» Recorded data
PR #6910, opened 2023-03-06
Added an earliest available block slot application level cache

rolfyone:
By default, this will only reduce in-flight querries, but can also use `--Xnetwork-earliest-available-block-slot-cache-seconds` to only query the earliest block slot every N seconds.

## Documentation

## Changelog

### DIFF
--- a/ethereum/networks/src/main/java/tech/pegasys/teku/networks/Eth2NetworkConfiguration.java
+++ b/ethereum/networks/src/main/java/tech/pegasys/teku/networks/Eth2NetworkConfiguration.java
@@ -17,6 +17,7 @@ import static com.google.common.base.Preconditions.checkArgument;
 import static com.google.common.base.Preconditions.checkNotNull;
 import static java.util.Arrays.asList;
 import static tech.pegasys.teku.spec.config.SpecConfig.FAR_FUTURE_EPOCH;
+import static tech.pegasys.teku.spec.constants.NetworkConstants.DEFAULT_EARLIEST_AVAILABLE_BLOCK_SLOT_QUERY_FREQUENCY;
 import static tech.pegasys.teku.spec.constants.NetworkConstants.DEFAULT_SAFE_SLOTS_TO_IMPORT_OPTIMISTICALLY;
 import static tech.pegasys.teku.spec.networks.Eth2Network.GNOSIS;
 import static tech.pegasys.teku.spec.networks.Eth2Network.KILN;
@@ -75,6 +76,7 @@ public class Eth2NetworkConfiguration {
   private final Optional<UInt256> totalTerminalDifficultyOverride;
   private final Optional<UInt64> terminalBlockHashEpochOverride;
   private final Optional<Eth2Network> eth2Network;
+  private final int earliestAvailableBlockSlotFrequency;
 
   private Eth2NetworkConfiguration(
       final Spec spec,
@@ -96,6 +98,7 @@ public class Eth2NetworkConfiguration {
       final Optional<Bytes32> terminalBlockHashOverride,
       final Optional<UInt256> totalTerminalDifficultyOverride,
       final Optional<UInt64> terminalBlockHashEpochOverride,
+      int earliestAvailableBlockSlotFrequency,
       final Optional<Eth2Network> eth2Network) {
     this.spec = spec;
     this.constants = constants;
@@ -119,6 +122,7 @@ public class Eth2NetworkConfiguration {
     this.terminalBlockHashOverride = terminalBlockHashOverride;
     this.totalTerminalDifficultyOverride = totalTerminalDifficultyOverride;
     this.terminalBlockHashEpochOverride = terminalBlockHashEpochOverride;
+    this.earliestAvailableBlockSlotFrequency = earliestAvailableBlockSlotFrequency;
     this.eth2Network = eth2Network;
   }
 
@@ -210,6 +214,10 @@ public class Eth2NetworkConfiguration {
     return totalTerminalDifficultyOverride;
   }
 
+  public int getEarliestAvailableBlockSlotFrequency() {
+    return earliestAvailableBlockSlotFrequency;
+  }
+
   public Optional<UInt64> getTerminalBlockHashEpochOverride() {
     return terminalBlockHashEpochOverride;
   }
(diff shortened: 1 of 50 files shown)


ethereum/spec/src/main/java/tech/pegasys/teku/spec/constants/NetworkConstants.java
```diff
@@ -18,4 +18,6 @@ public class NetworkConstants {
   public static final int SYNC_COMMITTEE_SUBNET_COUNT = 4;
   public static final int INTERVALS_PER_SLOT = 3;
   public static final int DEFAULT_SAFE_SLOTS_TO_IMPORT_OPTIMISTICALLY = 128;
+
```
tbenr: It is a bit weird that we have this in NetworkConstants.. Even if effects rpc, seems more related to Storage

storage/src/main/java/tech/pegasys/teku/storage/client/EarliestAvailableBlockSlot.java
```diff
@@ -0,0 +1,76 @@
...
+        .isLessThanOrEqualTo(timeProvider.getTimeInSeconds())) {
+      return actuallyGetEarliestBlockSlot();
+    }
+    return earliestAvailableBlockSlotFuture;
+  }
+
+  private synchronized SafeFuture<Optional<UInt64>> actuallyGetEarliestBlockSlot() {
+    if (queryTime
+        .plus(earliestAvailableBlockSlotFrequency)
+        .isLessThanOrEqualTo(timeProvider.getTimeInSeconds())) {
```
tbenr: since this is synchronized we can call timeProvider.getTimeInSeconds() only once before the if?

teku/src/main/java/tech/pegasys/teku/cli/options/Eth2NetworkOptions.java
```diff
@@ -130,6 +131,16 @@ public class Eth2NetworkOptions {
       arity = "1")
   private UInt64 terminalBlockHashEpochOverride;
 
+  @Option(
```
tbenr: like before, just wonder is it is more storage related than network

ethereum/networks/src/main/java/tech/pegasys/teku/networks/Eth2NetworkConfiguration.java
```diff
@@ -665,5 +676,11 @@ public Builder applyGnosisNetworkDefaults() {
               "enr:-Ly4QKJ5BzgFyJ6BaTlGY0C8ROzl508U3GA6qxdG5Gn2hxdke6nQO187pYlLvhp82Dez4PQn436Fts1F0WAm-_5l2LACh2F0dG5ldHOIAAAAAAAAAACEZXRoMpCCS-QxAgAAZP__________gmlkgnY0gmlwhA-YLVKJc2VjcDI1NmsxoQI8_Lvr6p_TkcAu8KorKacfUEnoOon0tdO0qWhriPdBP4hzeW5jbmV0cwCDdGNwgiMog3VkcIIjKA",
               "enr:-Ly4QJMtoiX2bPnVbiQOJCLbtUlqdqZk7kCJQln_W1bp1vOHcxWowE-iMXkKC4_uOb0o73wAW71WYi80Dlsg-7a5wiICh2F0dG5ldHOIAAAAAAAAAACEZXRoMpCCS-QxAgAAZP__________gmlkgnY0gmlwhDbP3KmJc2VjcDI1NmsxoQNvcfKYUqcemLFlpKxl7JcQJwQ3L9unYL44gY2aEiRnI4hzeW5jbmV0cwCDdGNwgiMog3VkcIIjKA");
     }
+
+    public Builder earliestAvailableBlockSlotFrequency(
```
tbenr: I'd move this up next to the other getters :)

tbenr (approved):
LGTM with some comments.

ethereum/networks/src/main/java/tech/pegasys/teku/networks/Eth2NetworkConfiguration.java
rolfyone: it's a builder.. but sure heh.

tbenr: *getters* :facepalm:

storage/src/main/java/tech/pegasys/teku/storage/client/EarliestAvailableBlockSlot.java
```diff
@@ -0,0 +1,75 @@
...
+    this.earliestAvailableBlockSlotFrequency = earliestAvailableBlockSlotFrequency;
+  }
+
+  public SafeFuture<Optional<UInt64>> get() {
+    if (!earliestAvailableBlockSlotFuture.isDone()) {
+      // if the current query is not done, we should just return the same future
+      return earliestAvailableBlockSlotFuture;
+    }
+
+    if (queryTime
```
zilm13, line 51: I couldn't sleep with it. Why didn't you replace next 6 lines to just `actuallyGetEarliestBlockSlot();`?
You don't want fall into `synchronized` when it's not needed? But assuming most users will run it with default settings, they will fall in it and run this part of code twice

rolfyone: It's basically re-using the same cached query that's already running...

rolfyone: we dont even need to go into the synchronized section, because we have a future thats incomplete, so can just skip all the processing completely.

zilm13: > It's basically re-using the same cached query that's already running...

I understand it, the question was, why to calculate this twice, with default 0 value, we will count `queryTime
        .plus(earliestAvailableBlockSlotFrequency)
        .isLessThanOrEqualTo(timeProvider.getTimeInSeconds())` here and next in synchronized section the same again
```
    if (queryTime
        .plus(earliestAvailableBlockSlotFrequency)
        .isLessThanOrEqualTo(timeProvider.getTimeInSeconds())) {
      return actuallyGetEarliestBlockSlot();
    }
    return earliestAvailableBlockSlotFuture;
  }

  private synchronized SafeFuture<Optional<UInt64>> actuallyGetEarliestBlockSlot() {
    if (queryTime
        .plus(earliestAvailableBlockSlotFrequency)
        .isLessThanOrEqualTo(timeProvider.getTimeInSeconds())) {
      queryTime = timeProvider.getTimeInSeconds();
      LOG.trace("Setting earliestBlockSlot query time to {}", queryTime);
    } else {
      return earliestAvailableBlockSlotFuture;
    }
```

rolfyone: There's no guarantee it hasn't happened in the meantime... and it's a trivial computation...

» EXERCISE REQUIREMENTS
Find all the lines with "section" in the data and copy them.

» ANSWER TO THIS EXERCISE
rolfyone: we dont even need to go into the synchronized section, because we have a future thats incomplete, so can just skip all the processing completely.
        .isLessThanOrEqualTo(timeProvider.getTimeInSeconds())` here and next in synchronized section the same again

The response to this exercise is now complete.